As hyper-scalers gang supercomputing clusters to support AI and other high-end automation workloads, infrastructure providers are looking for better ways to manage HPC clusters, collections of servers linked via high-speed networks.

While its acquisition of chip IP vendor Arm remains stalled in regulatory limbo, GPU leader Nvidia did manage to pull off a separate if less flashy acquisition this week, announcing a deal for HPC software specialist Bright Computing.

When asked, Nvidia said details of the transaction would not be disclosed.

Based in Amsterdam, privately-held Bright Computing was spun out from Linux integrator ClusterVision in 2009. Its software is used to provision and manage HPC and Kubernetes container clusters along with private clouds, including those running in data centers on the OpenStack cloud computing platform.

Nvidia CEO Jensen Huang promoted its acquisition of Bright Computing as a means of enabling what Huang calls “an industrial HPC era” in which HPC clusters scale to support AI workloads that dominate enterprise data centers.

The acquisition also illustrates how high-performance computing is transitioning from research laboratories to enterprise data centers and applications like factory automation.

To that end, Bright Computing has integrated its cluster management software with Nvidia’s graphics chips and GPU interconnects along with its CUDA API and, most recently, Nvidia’s DGX platform. DGX is aimed at AI training, inference and data analytics along with infrastructure support.

For Nvidia, the acquisition of Bright Computing “fills an important niche: cluster management,” said Karl Freund, an industry analyst with Cambrian-AI.

Bright Computing promotes its software as automating the management of HPC clusters consisting of up to thousands of bare-metal servers running in data centers, public and hybrid clouds and, increasingly, at the network edge. Along with Nvidia GPUs, the cluster management software supports x86 CPUs along with the Kubernetes container orchestrator.

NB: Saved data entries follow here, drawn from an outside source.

Issue #121, opened 2018-01-02
Installation and configuration files


arporter:
Up until now there has only been one configuration file associated with PSyclone (`config.py`) and it is not something that the average user ever has to edit. As such it is just installed as part of the PSyclone package when using setuptools.

However, with the work to interface Claw and PSyclone (#114) it is now necessary to have another configuration file with details of the Claw/Omni installation. Unlike `config.py` this *will* have to be edited as part of the installation procedure. We therefore need to decide where configuration files should be installed to and then edit `setup.py` in order to achieve this. (See e.g. https://docs.python.org/2/distutils/setupscript.html#installing-additional-files for details of how this should be done.)

arporter:
Since we treat `config.py` as part of the PSyclone package, we currently just `import` it whenever we need to. However, this approach won't work if we have configuration files that are not on our PYTHONPATH. We may need extra code to load a configuration file and make the resulting data available.

arporter:
As @MatthewHambley is not yet a collaborator, I shall bring him into this discussion like so...

MatthewHambley:
I'm not sure how Python normally handles these matters but I do know the expectations on a Posix system.

Normally there would be a hidden configuration file in the users home directory. Maybe a `~/.psyclone` file. If we expect multiple configuration files it could be a directory.

There might also be a site-wide "default" configuration in either `/etc/psyclone` or`'/usr/local/etc/psyclone`.

The contents of these files is largely down to the owning application. It is commonly something human readable though.

Obviously different expectations exist for Windows systems and probably MacOS and Linux systems too despite being somewhat Posixy.

hiker:
There should also be a project specific file (e.g. $PROJECTDIR/.psyclone).

MatthewHambley:
> There should also be a project specific file (e.g. $PROJECTDIR/.psyclone).

That's a good idea but what is `$PROJECTDIR` in this case. Do you mean "current directory"? Effectively `./.psyclone`?

arporter:
[...]

PR #166, opened 2018-04-18
For #121 - add a proper config file

arporter:


arporter:
I've just realised that my much-vaunted use of virtualenv breaks the way I search for installed configuration files :-( In fact, I don't know where the install process will put the configuration file if I'm running pip inside a virtual environment.

arporter:
Actually, when I do pip uninstall I see that it was put in:

    /home/memyself/MyInstalls/python_envs/py2/lib/python2.7/site-packages/home/memyself/.psyclone
    /psyclone.cfg

which isn't exactly ideal.

TeranIvy:
My experience so far with `pip install` in virtual environments is that it installs fparser and PSyclone (providing I'm running Python 2.7 on RedHat Linux) in the `lib/python2.7/site-packages/` subdirectory of the virtualenv installation directory. `which python` returns the Python (virtualenv if used) installation directory path (let's call it `$VIRTENV_DIR`). If I want to install packages elsewhere I need to run e.g.

`pip install --install-option="--prefix=$PSYCLONE_INSTALLDIR" fparser`

or optionally with a release number 

`pip install --install-option="--prefix=$PSYCLONE_INSTALLDIR" fparser==0.0.7`

but before that I need to add the path to any required packages to `PYTHONPATH`, e.g.

`export PYTHONPATH=$VIRTENV_DIR/lib/python2.7/site-packages:$PYTHONPATH`

otherwise it will try to install required packages as well.

`pip install` with Anaconda Python on Windows works in similar way, with some tweaks to paths due to different structure of subdirectories.

Shall I try this branch on MO machines to compare results?

arporter:
Thanks for the info @TeranIvy but don't worry about testing this branch just yet. I'll do some more work and then it would be really helpful if you could test it with your various MO environments.

arporter:
Travis test failures are because pip is pulling in fparser 0.0.7 and this branch only works with <=0.0.6.
However, it all works for me now - if we detect that we are running in a virtual environment (virtualenv or Py3's venv) then the configuration file is installed to the base directory of that environment. This ensures that different virtual environments remain isolated from one another. In a virtual environment, the order in which we search for the config file is now:

1. ${PWD}/.psyclone/
2. <base-dir-of-virtual-env>/
3. ${HOME}/.psyclone/
4. /etc/

@TeranIvy - would you be kind enough to try this branch on the environments that you use and check that the tests (config_test.py in particular) run OK after installation?

TeranIvy:
Hi @arporter! I'm sorry for the delay in testing the branch. Since we keep PSyclone and fparser separate from the rest of Python environments, I usually install them by getting archives, unpacking them and using
`pip install --install-option="--prefix=$PSYCLONE_INSTALLDIR" .`
or 
`python setup.py install --prefix=$PSYCLONE_INSTALLDIR`
if pip plays up.
from the unpacked directory.

In this case I made an archive of your branch and testes installations on Spice and Crays (XC40/XCS/MONSooN). I left the options in the added `psyclone.cfg` as they are. There is a minor annoyance of having to get `configparser` tarball to send it to Crays (not on Spice as `pip install` gets dependencies automatically) and installing it before PSyclone. However, I can just add the relevant line to build scripts.

To conclude: everything works OK :-)

arporter:
Thanks very much for testing this @TeranIvy. So, to clarify, when you install PSyclone you do so as some other user but not one that has write access to `/etc`?

TeranIvy:
Yes, @arporter, that's correct. I have two options of installing PSyclone:
a) My `.local` directory as a user,
b) Designated directories for the LFRic build systems on Spice/Crays where I have admin privileges.

Neither of those includes modifying `/etc`, as they are used for MO-wide configurations and managed by the relevant MO support. I do not think they will allow me to make modifications there for a package that only we use.

arporter:
After a fair bit of faffing I've decided to just install the config file to `<python-base>/share/psyclone/psyclone.cfg`. This simplifies the installation and thus is more robust. However, if the user specifies the `--prefix=` option when doing the install, then PSyclone won't be able to find the configuration file. In this case it will then be up to the user to either a) copy the config file to one of the locations searched by PSyclone or b) supply the location of the config file when invoking PSyclone. I haven't implemented support for option b) yet but I will...

TeranIvy:
Both `--prefix` and `--user` options can create a `share/` subdirectory in the installation directory for any package data files required. Is this what you meant by option b)?

arporter:
@TeranIvy - I think so, yes. The installation will itself now create `share/psyclone/psyclone.cfg`, even if the directory doesn't initially exist. I've added support for a `PSYCLONE_CONFIG` environment variable - if this is set and it points to an existing file then that is used as the configuration file.

I'm currently getting test failures, I think related to the way I manage whether DM is enabled. More investigation required...

TeranIvy:
Hi @arporter, I am looking into pip installation through a requirement file where the installation prefix can be specified.  I thought of two options of using the information from a requirement file:

- Create the `psyclone.pth` file which would contain the path to PSyclone installation base directory and place it into `lib/pythonx.x/site-packages` together with the PSyclone package itself,
- `configuration.py` could just parse the edited requirements file to find out the installation director path.

In this way specifying an environment variable for the configuration file could be avoided. What do you think about this?

arporter:
I'm not sure that using a .pth file will help - we will still ultimately need to know where the installed configuration file ended up. The 'proper' solution to this seems to be to specify `package_data` in the call to `setup()` and then use the resource-management API of `pkg_resources` to find it. However, this seems complicated (I can't get it to work) and still leaves us with the problem of where to put a 'system-wide' configuration file. For simplicity, I'm therefore going to stick with the environment variable approach.

MatthewHambley:
I'm a little late to the party but would `<python root>/etc` not make a good place to put site configuration, as opposed to user configuration?

TeranIvy:
`<python root>/etc` could work for users who a) modify their Python installation, b) do not use `--prefix` to install PSyclone somewhere else. Neither of these work for us on all platforms we use.

arporter:
Arrgh! I now get test failures and, on closer inspection, the shebangs in the scripts that are installed by pip (`psyclone` and `genkernelstub`) end up with the wrong python - they have the system python instead of that associated with the virtualenv in which I've installed PSyclone.

@MatthewHambley - it seems that `share` is the more common pythonic location so I propose to stick with that.

arporter:
However, if I install in a virtualenv on my desktop (instead of my laptop) then the shebang in the installed scripts is correct. Desktop is Fedora Core, laptop is Linux Mint.

arporter:
Steve has pointed us to this which nicely sums-up the situation:
https://imgs.xkcd.com/comics/python_environment.png

arporter:
I think all new lines are covered.
All modified routines have docstrings.
All examples run OK.
Documentation is updated.
Actual functionality of PSyclone is unchanged so no need to test with LFRic.
Ready for first review...

rupertford:
I'll hold off performing a second review until annexed dof computation #165 is on master (and this branch has been updated) as #165 adds a new config option which would need to be reflected here.

config/psyclone.cfg
```diff
@@ -0,0 +1,47 @@
+# -----------------------------------------------------------------------------
```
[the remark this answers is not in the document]
arporter: I think you're safe - #165 is pretty much done :-)

doc/configuration.rst
```diff
@@ -0,0 +1,104 @@
...
+formatted accordingly. It currently consists of a required, DEFAULT
+section e.g.:
+::
+
+    [DEFAULT]
+    SUPPORTEDAPIS = gunghoproto, dynamo0.1, dynamo0.3, gocean0.1, gocean1.0
+    DEFAULTAPI = dynamo0.3
+    SUPPORTEDSTUBAPIS = dynamo0.3
+    DEFAULTSTUBAPI = dynamo0.3
+    DISTRIBUTED_MEMORY = true
```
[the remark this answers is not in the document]
arporter: Done.

doc/generator_script.rst
```diff
@@ -91,8 +91,8 @@ API. The default API, along with the supported API's can be seen by
 running the generator.py script with the -h option.
 
 If you use a particular API frequently and it is not the default then
-you can change the default by editing the config.py file in the
-<PSYCLONEHOME>/src directory.
+you can change the default by editing the ``psyclone.cfg`` file.
```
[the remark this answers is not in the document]
arporter: Updated.

src/psyclone/configuration.py
```diff
@@ -0,0 +1,343 @@
...
+
+class ConfigFactory(object):
+    '''
+    Creates a singleton instance of our Config object.
+    '''
+    _instance = None  # Our single Config object
+
+    def __init__(self, config_file=None):
+        '''
+        Create our singleton Config object. If config_name is specified
```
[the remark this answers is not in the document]
arporter: Oh yes.

src/psyclone/gen_kernel_stub.py
```diff
@@ -47,9 +47,12 @@
 from psyclone.dynamo0p3 import DynKern, DynKernMetadata
 from psyclone.psyGen import GenerationError
 from psyclone.parse import ParseError
-from psyclone.config import SUPPORTEDSTUBAPIS, DEFAULTSTUBAPI
+from psyclone.configuration import ConfigFactory
```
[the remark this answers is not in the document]
arporter: No kidding :-) but done. I figure it's pretty good if you're complaining about things like that ;-)

src/psyclone/tests/config_test.py
```diff
@@ -0,0 +1,343 @@
...
+        # Test when (we appear to be) both inside and outside a virtual
+        # environment
+        for inside_venv in [True, False]:
+            monkeypatch.setattr(
+                "psyclone.virtual_utils.within_virtual_env",
+                lambda: inside_venv)  # pylint: disable=cell-var-from-loop
+            with pytest.raises(ConfigurationError) as err:
+                _ = Config.find_file()
+            err_msg = str(err)
+            print err_msg
```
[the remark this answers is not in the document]
arporter: Done.

arporter:
I've done the rebase and am in the process of sorting out the problems. First off, the new 'compute_annexed_dofs' option is really dynamo0.3-specific and deserves its own section in the config file. I was going to sub-class `Config` and add the dynamo0.3-specific options that way. However, that would require us knowing which API we are using when we create the `Config` object and we don't know that because we get the default API from the configuration file. I think therefore that I'll just have to add methods to the `Config` class that deal with parsing the API-specific sections.

arporter:
All tests now pass in py2 and py3. I need to address some code coverage issues and then tackle the documentation.

arporter:
I think we're now ready for 2nd review...

src/psyclone/configuration.py
```diff
@@ -0,0 +1,393 @@
...
+    @staticmethod
+    def create():
+        '''
+        :returns: the singleton Config instance
+        :rtype: :py:class:`psyclone.config.Config`
+        '''
+        return ConfigFactory._instance
+
+
+class Config(object):
```
rupertford: I have a slight concern that this class provides information for all API's irrespective of which API we have chosen. I understand there is a chicken and egg issue here but could the specific sections have their own classes, or would that make things worse? I am happy to stick with what we have at the moment as there are not many parameters but might there be problems in the future e.g. if two different api-specific sections have different defaults for the same thing?

src/psyclone/dynamo0p3.py
```diff
@@ -4095,8 +4110,16 @@ def upper_bound_halo_depth(self):
         return self._upper_bound_halo_depth
 
     def _lower_bound_fortran(self):
-        ''' Create the associated fortran code for the type of lower bound '''
-        if not config.DISTRIBUTED_MEMORY and self._lower_bound_name != "start":
+        '''
+        Create the associated fortran code for the type of lower bound.
```
rupertford: consistency in case for '[Ff]ortan' please

src/psyclone/dynamo0p3.py
```diff
@@ -4140,11 +4163,11 @@ def _upper_bound_fortran(self):
...
 
-        # We only require a mesh object if distributed memory is enabled
-        # and the loop is over cells
-        if config.DISTRIBUTED_MEMORY and \
+        # We only require a mesh object to get upper loop bounds if
+        # distributed memory is enabled and the loop is over cells
+        if _CONFIG.distributed_memory and \
            self._upper_bound_name in ["ncells", "cell_halo"]:
-            if self._kern.is_intergrid:
+            if self._kern and self._kern.is_intergrid:
```
rupertford: Could you please explain the reason for adding self._kern here

src/psyclone/dynamo0p3.py
```diff
@@ -4449,10 +4472,10 @@ def gen_code(self, parent):
         depending on the loop type and then call the base class to
         generate the code.
 
-        :param parent: an f2pygen object that will be the parent of
+        :param parent: an f2pygen object that will be the parent of \
         f2pygen objects created in this method
         :type parent: :py:class:`psyclone.f2pygen.BaseGen`
-        :raises GenerationError: if a loop over colours is within an
+        :raises GenerationError: if a loop over colours is within an \
```
rupertford: OK, I have to ask. What's with the '\' - are new versions of pycodestyle or pylint complaining?

src/psyclone/gen_kernel_stub.py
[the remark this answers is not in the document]
rupertford: Agreed, thanks.

src/psyclone/generator.py
```diff
@@ -27,10 +53,14 @@
 from psyclone.parse import parse, ParseError
 from psyclone.psyGen import PSyFactory, GenerationError
 from psyclone.algGen import NoInvokesError
-from psyclone.config import SUPPORTEDAPIS, DEFAULTAPI, DISTRIBUTED_MEMORY
 from psyclone.line_length import FortLineLength
 from psyclone.profiler import Profiler
 from psyclone.version import __VERSION__
+from psyclone.configuration import ConfigFactory
+
+
```
rupertford: Do we need two blank lines here?

src/psyclone/parse.py
```diff
@@ -1,7 +1,8 @@
 # -----------------------------------------------------------------------------
 # BSD 3-Clause License
 #
-# Modifications copyright (c) 2017, Science and Technology Facilities Council
+# Modifications copyright (c) 2017-2018, Science and Technology
```
rupertford: Actually I think Imperial agreed to pass copyright to STFC, but we obviouly keep authorship information.

src/psyclone/parse.py
```diff
@@ -879,15 +889,21 @@ def parse(alg_filename, api="", invoke_name="invoke", inf_name="inf",
     >>> ast,info=parse("argspec.F90")
 
     '''
+    _config = configuration.ConfigFactory().create()
```
rupertford: better coding. Good.

src/psyclone/psyGen.py
```diff
@@ -194,24 +202,27 @@ def __str__(self):
...
-
-    def __init__(self, api="", distributed_memory=config.DISTRIBUTED_MEMORY):
+    '''
+    Creates a specific version of the PSy. If a particular api is not
+    provided then the default api, as specified in the psyclone.cfg
+    file, is chosen.
+    '''
+    def __init__(self, api="", distributed_memory=None):
         '''Initialises a factory which can create API specific PSY objects.
         :param api: Name of the API to use.
```
rupertford: This should be 'param str api'?

src/psyclone/psyGen.py
```diff
@@ -1524,14 +1535,24 @@ def _encloses_omp_directive(self):
 
 
 class OMPDoDirective(OMPDirective):
+    '''
+    Class representing an OpenMP DO directive in the PSyclone AST.
+
+    :param list children: list of Nodes that are children of this Node.
+    :param parent: the Node in the AST that has this directive as a child.
```
rupertford: datatype should be here?

src/psyclone/tests/config_test.py
```diff
@@ -0,0 +1,402 @@
...
+
+@pytest.fixture(scope="module",
+                params=["DISTRIBUTED_MEMORY",
+                        "REPRODUCIBLE_REDUCTIONS",
+                        "COMPUTE_ANNEXED_DOFS"])
+def bool_entry(request):
+    '''
+    Parameterised fixture that will cause a test that has it as an
+    argument to be run for each boolean member of the configuration file
+    :param request: Object through which to access current parameter value
```
rupertford: type of request should be specified?

src/psyclone/tests/config_test.py
```diff
@@ -0,0 +1,402 @@
...
+    return request.param
+
+
+@pytest.fixture(scope="module",
+                params=["REPROD_PAD_SIZE"])
+def int_entry(request):
+    '''
+    Parameterised fixture that returns the names of integer members of the
+    configuration file.
+    :param request: Object through which to access current parameter value
```
rupertford: and again?

src/psyclone/tests/dynamo0p3_test.py
```diff
@@ -57,7 +57,17 @@
...
+ROOT_PATH = os.path.dirname(os.path.dirname(os.path.dirname(
+    os.path.dirname(os.path.abspath(__file__)))))
+# Construct the path to the default configuration file
+DEFAULT_CFG_FILE = os.path.join(ROOT_PATH, "config", "psyclone.cfg")
+
+TEST_API = "dynamo0.3"
 
+# Our configuration object
+from psyclone.configuration import ConfigFactory
+_CONFIG = ConfigFactory().create()
```
rupertford: Should this be here? Actually, looking at the code, the question has turned into - will there be any side effects when running tests in parallel due to having this here, rather than a local create per test (even though it should be the same instance). If not, please ignore.

src/psyclone/tests/dynamo0p3_test.py
```diff
@@ -6748,8 +6757,7 @@ def test_arg_discontinuous(monkeypatch, annexed):
 
     # 1 discontinuous field returns true
     # Check w3, wtheta and w2v in turn
-    import psyclone.config
-    monkeypatch.setattr(psyclone.config, "COMPUTE_ANNEXED_DOFS", annexed)
+    monkeypatch.setattr(_CONFIG, "_compute_annexed_dofs", annexed)
```
rupertford: Create one here rather than at top of the file? There could be side effects between different tests in parallel?

src/psyclone/tests/dynamo0p3_test.py
```diff
@@ -7170,18 +7177,17 @@ def test_no_halo_exchange_annex_dofs(tmpdir, f90, f90flags, monkeypatch,
     fewer halo exchange call generated.
 
     '''
-    import psyclone.config
-    monkeypatch.setattr(psyclone.config, "COMPUTE_ANNEXED_DOFS", annexed)
+    monkeypatch.setattr(_CONFIG, "_compute_annexed_dofs", annexed)
```
rupertford: Again, create new reference to config singleton here?

src/psyclone/tests/dynamo0p3_test.py
```diff
@@ -7191,36 +7197,37 @@ def test_no_halo_exchange_annex_dofs(tmpdir, f90, f90flags, monkeypatch,
...
-    config.COMPUTE_ANNEXED_DOFS is False, as a previous writer may
+    Config.compute_annexed_dofs is False, as a previous writer may
     have iterated over dofs and only written to its own dofs, leaving
     the annexed dofs dirty. This test checks these two cases. Note the
     former case should currently never happen in real code as a halo
     exchange would not be added in the first place.
     '''
-    import psyclone.config
-    monkeypatch.setattr(psyclone.config, "COMPUTE_ANNEXED_DOFS", False)
+    monkeypatch.setattr(_CONFIG, "_compute_annexed_dofs", False)
```
rupertford: Perhaps ignore my suggestion as 3 uses is on the edge, as long as there are no side effects.

src/psyclone/tests/dynamo0p3_transformations_test.py
```diff
@@ -59,6 +59,10 @@
 BASE_PATH = os.path.join(os.path.dirname(os.path.abspath(__file__)),
                          "test_files", "dynamo0p3")
 
+# Our configuration object
+from psyclone.configuration import ConfigFactory
+_CONFIG = ConfigFactory().create()
```
rupertford: Again should this be created in each test so tests don't interfere?. If not then leave as it is. Especially as it i used alot!

src/psyclone/tests/psyGen_test.py
```diff
@@ -927,19 +928,19 @@ def test_named_invoke_name_clash():
...
-    '''Check that we raise an exception if the pad size in config.py is
+def test_invalid_reprod_pad_size(monkeypatch):
+    '''Check that we raise an exception if the pad size in psyclone.cfg is
     set to an invalid value '''
-    from psyclone import config
-    keep = config.REPROD_PAD_SIZE
-    config.REPROD_PAD_SIZE = 0
+    # Make sure we monkey patch the correct Config object
+    from psyclone import psyGen
+    monkeypatch.setattr(psyGen._CONFIG, "_reprod_pad_size", 0)
```
rupertford: Thanks for fixing/improving

src/psyclone/tests/test_files/dummy_config.cfg
```diff
@@ -0,0 +1,53 @@
...
+DEFAULTAPI = dynamo0.3
+SUPPORTEDSTUBAPIS = dynamo0.3
+DEFAULTSTUBAPI = dynamo0.3
+DISTRIBUTED_MEMORY = true
+REPRODUCIBLE_REDUCTIONS = false
+# Ammount to pad the local summation array when REPRODUCIBLE_REDUCTIONS is true
+REPROD_PAD_SIZE = 8
+
+[dynamo0.3]
+OMNI_MODULE_PATH = /some/directory
```
rupertford: Should this be here in this PR? What about annexed_dofs?

src/psyclone/tests/test_files/dummy_config.cfg
```diff
@@ -0,0 +1,53 @@
...
+
+[gocean1.0]
+OMNI_MODULE_PATH = /some/directory
```
rupertford: Should this be here?

src/psyclone/virtual_utils.py
```diff
@@ -0,0 +1,52 @@
...
+# COPYRIGHT HOLDER OR CONTRIBUTORS BE LIABLE FOR ANY DIRECT, INDIRECT,
+# INCIDENTAL, SPECIAL, EXEMPLARY, OR CONSEQUENTIAL DAMAGES (INCLUDING,
+# BUT NOT LIMITED TO, PROCUREMENT OF SUBSTITUTE GOODS OR SERVICES;
+# LOSS OF USE, DATA, OR PROFITS; OR BUSINESS INTERRUPTION) HOWEVER
+# CAUSED AND ON ANY THEORY OF LIABILITY, WHETHER IN CONTRACT, STRICT
+# LIABILITY, OR TORT (INCLUDING NEGLIGENCE OR OTHERWISE) ARISING IN
+# ANY WAY OUT OF THE USE OF THIS SOFTWARE, EVEN IF ADVISED OF THE
+# POSSIBILITY OF SUCH DAMAGE.
+# -----------------------------------------------------------------------------
+# Authors: R. W. Ford and A. R. Porter, STFC Daresbury Lab
```
rupertford: I don't think my name is warranted here.

src/psyclone/configuration.py
arporter: Yes, I agree. I've therefore changed the implementation so that Dynamo 0.3-specific settings are now stored in their own object (which itself belongs to the Config object). I've written some developer documentation about this too.

src/psyclone/dynamo0p3.py
arporter: Comment added (built-ins have self._kern == None).

src/psyclone/dynamo0p3.py
arporter: Done.

src/psyclone/dynamo0p3.py
arporter: I learnt this from Joerg - without it the generated documentation for the interface is not formatted correctly.

src/psyclone/generator.py
arporter: No - done.

src/psyclone/parse.py
arporter: Done.

src/psyclone/psyGen.py
arporter: Just checking you were on the ball :-)

src/psyclone/psyGen.py
arporter: Oh, yes.

src/psyclone/tests/config_test.py
arporter: Done and done.

src/psyclone/tests/dynamo0p3_test.py
arporter: No, there should be no side effects because I'm careful to only monkeypatch this Config object. I do create local Config objects in some of the tests when I want to initialise them with duff data.

arporter: Different tests in parallel each have their own python process and therefore their own Config object.

src/psyclone/tests/dynamo0p3_test.py
arporter: Monkeypatch will keep things local.

src/psyclone/tests/test_files/dummy_config.cfg
arporter: Oops, that was a hangover from old code. I've removed it and put in annexed_dofs instead.

arporter:
Ready for next round...

src/psyclone/configuration.py
```diff
@@ -0,0 +1,426 @@
...
+    Create our singleton Config object. If config_file is specified
+    then we throw-away the old Config and create a new one.
+
+    :param str config_file: Specific configuration file to use when \
+                            creating the Config object.
+    '''
+    _instance = None  # Our single Config object
+
+    def __init__(self, config_file=None):
+        if not ConfigFactory._instance or config_file:
```
rupertford: For consistency you should have the arguments described here not in the class description

src/psyclone/configuration.py
```diff
@@ -0,0 +1,426 @@
...
+
+    :param config: The 'parent' Config object.
+    :type config: :py:class:`psyclone.configuration.Config`
+    :param section: The entry for the dynamo0.3 section of \
+                    the configuration file, as produced by ConfigParser.
+    :type section:  :py:class:`configparser.SectionProxy`
+
+    '''
+    def __init__(self, config, section):
+
```
rupertford: Again for consistency with other classes please move argument descriptors from class description to a docstring for this method.

src/psyclone/configuration.py
```diff
@@ -0,0 +1,426 @@
...
+        '''
+        return self._config_file
+
+
+class DynConfig(object):
+    '''
+    Dynamo0.3-specific Config sub-class. Holds configuration options specific
+    to the Dynamo 0.3 API.
+
+    :param config: The 'parent' Config object.
```
rupertford: I note, you have started using the "describe __init__ args in the class description". I thought you didn't like this - and in fact this is not the way you have done it in the past? I think we can ignore for the moment as we don't seem to have one agreed style.

doc/system_specific_setup.rst
```diff
@@ -165,9 +165,24 @@ Cloning PSyclone from git and setting up your environment is done as follows::
...
+immediately.
+
+.. warning::
+
+   On OpenSUSE it is necessary to add `$HOME/.local/bin` to
+   your `$PATH` if you have done a user-local install.
+
+.. warning::
+
+   when installing in 'editable' mode, pip does
```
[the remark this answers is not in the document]
arporter: Good point. Done.

arporter:
Assuming CI is all happy, this is ready for review again...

The Linux cluster manager also supports Arm processors, complementing Nvidia’s bid for the IP vendor whose architecture is gaining traction in data center server designs, industry trackers report.

Bright Computing’s roster of about 700 customers includes Boeing, Johns Hopkins University and Siemens.

Another customer, NASA’s Jet Propulsion Laboratory, used the cluster manager to calculate trajectory corrections and landing coordinates for the Mars rover Perseverance.